Re: Most common substring
by waswas-fng (Curate) on Jul 28, 2003 at 19:00 UTC
    if you have enough memory you can substr 5 chars at a time into a hash and ++ the key, then inc the index of the substr until you have hashed the entire number. then sort by the largest value of the hash. This will take a lot of memory though so you would need a beefy box (or use Tie::Hash to save memory). The second advantage to this is you can see the rank of all 5 char sequences afterproccessing the file 1 time.

    -Waswas
Re: Most common substring
by dragonchild (Archbishop) on Jul 28, 2003 at 19:18 UTC
    Actually, your third algorithm is not likely to produce the results you want. Consider the following code snippet:
    #!/usr/bin/perl my $string = "123123124"; my $len = 5; my %substrings; for (my $i = 0; $i + $len <= length $string; $i++) { my $sub = substr($string, $i, $len); $substrings{$sub}++; } print "$_ => $substrings{$_}\n" for sort { $substrings{$b} <=> $substrings{$a} || $a cmp $b } keys %substrings;
    If you were to mask out 12312 right after finding it, you would remove the possibility of finding 23123. That's not so good.

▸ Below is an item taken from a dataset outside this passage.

PR #34450, opened 2024-07-22
Add TransportPayloadCapability flag for GetConnectedDevices() API in ChipDeviceCtrl.py and Script bindings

    By the way, the above algorithm naively implements a method suggested by the first responder. I think that a possible savings (trading a lot of time for RAM) would be to use a file for the hash storage. But, I would recommend trying it out first before attempting to optimize it.

    ------
    We are the carpenters and bricklayers of the Information Age.

    Don't go borrowing trouble. For programmers, this means Worry only about what you need to implement.

    Please remember that I'm crufty and crochety. All opinions are purely mine and all code is untested, unless otherwise specified.

Re: Most common substring
by Thelonius (Priest) on Jul 28, 2003 at 19:23 UTC
    If it's too big to fit in memory, my choice would be to use an external sort (e.g. the unix sort command). Write all the substring to a file, then "sort | uniq -c | sort -rn".

    That's the whole program.

Re: Most common substring
by sgifford (Prior) on Jul 28, 2003 at 20:40 UTC

    If everything is a digit, you can use an array instead of a hash to store the counts. In some quick tests, that uses about a third as much memory. But even using a hash, storing all possible 5-digit patterns only takes about 9MB, so no matter how you do it the 2nd approach is very tempting.

    Using numbers instead of strings also lets you switch to the next number with multiply, modulus, and addition operators, which may be faster than manipulating strings.

Re: Most common substring
by halley (Prior) on Jul 28, 2003 at 20:49 UTC

    Typical language analysis goes with your Option #2. I think I'll submit a code snippet which I used on some texts to extend some Moby Project results.

    I'm not sure what you'd accomplish with the Option #3. You say you want to find the most common substring, but then your #3 says you'd mask out all occurrences of the most common "word." Don't you need to solve the question before you can perform that work? And secondly, if you wanted the second-most-common substring, is masking out the topmost common substrings going to be what you want?

    off the record, heretofore, the officer found that in the theater of war, one hath need of a weatherproof theory of games

    Now, remove substring 'he' and you won't find 'the'. Remove 'of' and you won't find 'off'. Is this effect intentional in your search? (Sorry, I couldn't contrive an example with overlapping 5-character snippets.)

    --
    [ e d @ h a l l e y . c c ]

      Thanks all -- it appears my second approach is by consensus the most efficient. Option three never really took form in my head properly, and apparently won't work the way I was hoping. This has been extremely helpful!